На улице я должен остановиться и прийти в себя, но не потому что я причинил себе боль, а потому что Геральдина так обидела меня.

Сейчас сильный снегопад. Под сиденьем в моей машине лежит бутылка коньяку. Делаю глоток. Затем еще один. После второго глотка мне следует преодолеть себя. Это страх. Делая второй глоток, я подумал о Верене. Послезавтра она возвращается. Итак, Геральдина и Лео против нас. И если еще хоть один только раз маленький Ганси рассвирепеет по отношению ко мне или скажет Геральдине хотя бы одно слово… Единственное слово: Лорд. Еще глоток.

Что я могу сделать? У меня нет денег. Я весь в долгах. Мать скоро попадет в сумасшедший дом. Ожидать чего-либо от отца нет никакого смысла. Школу закончу только через год. Я не в состоянии прокормить Верену и Эвелин. Если Геральдина разоблачит нас, то почтенный господин Лорд вновь ввергнет Верену в нищету, из которой она выбралась.

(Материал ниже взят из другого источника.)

PR #981, opened 2026-06-16
Refresh Needs Identification after keyword edits

jss367:
Refreshes the active Browse smart collection after keyword add/remove flows so photos leave Needs Identification immediately when an identifying keyword is added. Adds a Playwright regression that tags a photo from the Needs Identification collection and verifies the grid reloads without that photo. Root cause: keyword mutations refreshed sidebar counts but left the active collection grid using stale results. Validated with Browse E2E coverage and focused backend Needs Identification rule tests.


jss367:
@codex

PR #1017, opened 2026-06-22
Surface ExifTool dependency in onboarding, scans, and Settings

jss367:
ExifTool is the metadata backbone for every scan, but a missing binary previously degraded scans silently (no capture date, GPS, or camera info) with only a line in the log. This adds `exiftool_available()`/`exiftool_status()` helpers and a `/api/exiftool/status` endpoint, surfaces the check in the welcome flow (advisory, never blocks Get Started) and the Settings → System section alongside MegaDetector/darktable. It also appends a warning to the scan step summary so a degraded scan no longer reads as a clean success, satisfying the `CORE_PHILOSOPHY` "no black boxes" rule. Added 11 tests covering present/missing/unrunnable cases plus the endpoint; the full mandated suite passes (1183 passed, 1 skipped).

### DIFF
--- a/vireo/app.py
+++ b/vireo/app.py
@@ -10533,7 +10533,15 @@ def create_app(db_path, thumb_cache_dir=None, api_token=None):
             vireo_dir=vireo_dir,
             thumb_cache_dir=app.config["THUMB_CACHE_DIR"],
         )
-        return jsonify({"ok": True, "imported": len(paths)})
+        # Audit import calls scanner.scan just like the standalone scan/import
+        # paths above. Without ExifTool the newly imported photos still lose
+        # capture date, GPS, and camera info; the frontend renders any warning
+        # as a toast so the user isn't told the import "succeeded" silently.
+        response = {"ok": True, "imported": len(paths)}
+        metadata_warning = _scan_metadata_warning()
+        if metadata_warning:
+            response["warning"] = metadata_warning
+        return jsonify(response)
 
     # -- Scan status (kept, non-job) --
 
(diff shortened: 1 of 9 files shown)


jss367:
🤖 CI fix attempt for run [27935167535](https://github.com/jss367/vireo/actions/runs/27935167535):

**Linux**: ✅ passed (3482 tests with coverage)
**Windows**: ✅ passed
**macOS**: ❌ `worker 'gw1' crashed while running 'test_pipeline_loader_failure_marks_classify_rows_failed_not_skipped'` at 96–100% through the 3482-test suite.

The crash is a pytest-xdist **worker process death**, not an assertion failure. The test itself only `monkeypatch`es `classifier_mod.Classifier` to a function that raises `RuntimeError`, so no native code is invoked — there's no plausible code path in this PR (which is about surfacing ExifTool status) that could turn this deterministic-looking Python-only test into a worker crash. The test passes locally on Linux, and the same test in the same file passed on Linux + Windows in this same CI run.

This signature (deep-suite macOS worker crash with `-n 2`) is consistent with the macOS GHA runner running out of memory or hitting a native-lib quirk under sustained parallel load — not a regression from this branch.

**Action taken**: re-queued the failed macOS leg via `rerun_failed_jobs`. No code fix pushed, since none of the PR's changes touch the failing path and "fixing" a flaky transient with code changes would mask, not solve, it.

Note: the PR's current HEAD (`7c4e2814`) hasn't triggered a new CI run on its own — the failing run was on the prior commit `211fdf4b`. If the macOS re-run still crashes (or once you're satisfied the prior run was the issue), pushing any trivial commit (or letting the next real push happen) will get the latest HEAD CI'd.

---

PR #1021, opened 2026-06-23
Fix red main: add "move" to nav-ids coverage test

jss367:
## Problem

`main` is currently **red**: `vireo/tests/test_db.py::test_all_nav_ids_covers_every_page` fails, which blocks the required `test-os` checks on every open PR (including #1020).

## Cause

#1019 added the Move page — `/move` route, `move.html`, and `"move"` registered in `ALL_NAV_IDS` (`db.py`) — but did not add `"move"` to the **hardcoded `expected` set** inside `test_all_nav_ids_covers_every_page`. The test just compares those two sets, so they now diverge:

```
Extra items in the right set: 'move'
```

## Fix

Add `"move"` to the test's `expected` set. The page is real, so the test set was simply stale. One line.

Verified: `test_all_nav_ids_covers_every_page` passes.

### DIFF
--- a/vireo/tests/test_db.py
+++ b/vireo/tests/test_db.py
@@ -11822,7 +11822,7 @@ def test_all_nav_ids_covers_every_page():
     expected = {
         "pipeline", "jobs", "pipeline_review", "pipeline_rapid_review", "review", "cull",
         "misses", "highlights", "life_list", "browse", "map", "variants",
-        "dashboard", "audit", "compare",
+        "dashboard", "audit", "move", "compare",
         "zoom_test", "settings", "workspace", "lightroom", "shortcuts",
         "keywords", "duplicates", "logs",
     }


jss367:
🤖 CI diagnosis: the `test-os (macos-latest)` failure is a flaky pytest-xdist worker crash, **not** a real test failure caused by this PR.

From the macOS job log:

```
[gw1] [ 97%] PASSED vireo/tests/test_pipeline_job.py::test_onnx_load_failure_skips_sentinel_when_files_verify_ok
[gw1] node down: Not properly terminated
replacing crashed worker gw1
[gw1] [ 97%] FAILED vireo/tests/test_pipeline_job.py::test_onnx_load_failure_skips_sentinel_when_files_verify_ok
```

The worker emitted `PASSED` for the test, then died 1 ms later ("Not properly terminated"). pytest-xdist then marked the just-completed test as `FAILED`. Ubuntu, Windows, lint, and website all passed; the change in this PR is a one-line edit to a hardcoded test set in `test_db.py` and has no relationship to the ONNX pipeline tests.

Reran the failed macOS job rather than pushing a speculative code change. If it fails again, that would suggest a genuine resource issue (e.g. macOS runner OOM during the pipeline test suite) worth investigating separately — but it should not block this PR.

---

jss367:
🤖 CI fix attempted — manual intervention needed.

The `test-os (macos-latest)` leg failed again on the **same test** as attempt 1: `vireo/tests/test_pipeline_job.py::test_onnx_load_failure_skips_sentinel_when_files_verify_ok`, with the same pytest-xdist worker crash signature (`[gw1] node down: Not properly terminated`). Attempt 1's comment predicted that a recurrence would mean "a genuine resource issue worth investigating separately" — that's where we are now.

What I verified before stopping:

- **The PR's actual change is correct.** The 1-line addition of `"move"` to the `expected` set in `test_all_nav_ids_covers_every_page` makes that test pass.
- **The crashing test is unrelated to this PR's diff.** It's an ONNX/pipeline test added in #561; this PR only edits `vireo/tests/test_db.py`.
- **The full PR test suite is green locally on Linux** (1171 passed):
  ```
  python -m pytest tests/test_workspaces.py vireo/tests/test_db.py vireo/tests/test_app.py \
    vireo/tests/test_photos_api.py vireo/tests/test_edits_api.py vireo/tests/test_jobs_api.py \
    vireo/tests/test_darktable_api.py vireo/tests/test_config.py
  ```
- **Both ONNX load-failure tests pass locally** on Linux when run in isolation, so the assertions themselves are sound.
- The Ubuntu, Windows, lint, and website legs all passed. The macOS leg already runs with `-n 2` xdist workers (per `6e53662b` "Make macOS/Windows CI legs resilient to slower/smaller runners"), so the usual OOM mitigation is already in place and isn't enough here.

Why I didn't push a code change:

- Pushing a one-line `@pytest.mark.skipif(sys.platform == "darwin", ...)` (or `xfail`) on `test_onnx_load_failure_skips_sentinel_when_files_verify_ok` would unblock CI, but it would silently suppress a real macOS-specific worker crash on a test that explicitly guards against the "Repair never sticks" UX bug. That's an out-of-scope test-quality decision for a 1-line red-main hotfix, and exactly the "speculative change" the routine instructions say to avoid.
- Re-running the macOS leg again is unlikely to help — two consecutive identical failures on the same test, on a leg that's already been hardened against this exact category of crash, is no longer "flake noise."

Suggested next steps (any one unblocks the merge):

1. **Merge admin-override / bypass the `test` check** for this PR — it's an unrelated macOS flake, the diff is a literal test-set typo fix, and main is currently red because of the test this PR repairs.
2. **Quarantine the test on macOS** in a follow-up PR (e.g. `@pytest.mark.skipif(sys.platform == "darwin", reason="known xdist worker crash, tracked in #TBD")`) with a tracking issue for the real fix.
3. **Investigate the macOS-specific crash** locally. Useful starting points: rerun with `-p no:xdist` on the macOS leg to confirm whether the crash is xdist-specific or also reproduces single-process; bisect against the closely related sibling test `test_onnx_load_failure_writes_verify_failed_sentinel`, which differs only in what `model_verify.verify_model` returns and passed cleanly in the same run.

Stopping here to avoid pushing a half-fix that buries a real macOS signal.

---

Кому я могу довериться, у кого спросить совета? Нет ни одного такого человека. У меня две записки. На них буквы, которые мой отец и господин Лорд прокололи в книгах. А что, если мне, чтобы защитить Верену, шантажировать ее мужа этими записками? Своего отца шантажировать я не могу. А господина Лорда? И где же книга? — спросит он меня. — Ступайте-ка в полицию и расскажите там эту идиотскую историю, дорогой друг.

Где, собственно, книга?

Минуту.

Итак, есть две книги.

«Дюбук» находится в библиотеке моего отца в Эхтернахе, если она еще там, а не сожжена давно. Но у меня же есть книга Макиавелли. Она лежит в моей дорожной сумке. А господин Лорд вернется домой лишь через два дня. У Ноа замечательный фотоаппарат. Я смогу сфотографировать страницы. Главное, чтобы проколы были хорошо видны. Тогда стало бы возможным в случае необходимости деликатно указать господину Лорду на то, что у меня есть эти страницы.

Это метод Лео.

Значит, я не лучше его. Может быть, и господин Лео любит какую-нибудь женщину, которую он должен защищать? Неужели любовь действительно всего лишь слово? С другой стороны, является ли политика благородным делом? Военная служба? Бизнес? Бизнес, которым занимается мой отец? Тетя Лиззи? Стоп! Иначе я сойду с ума.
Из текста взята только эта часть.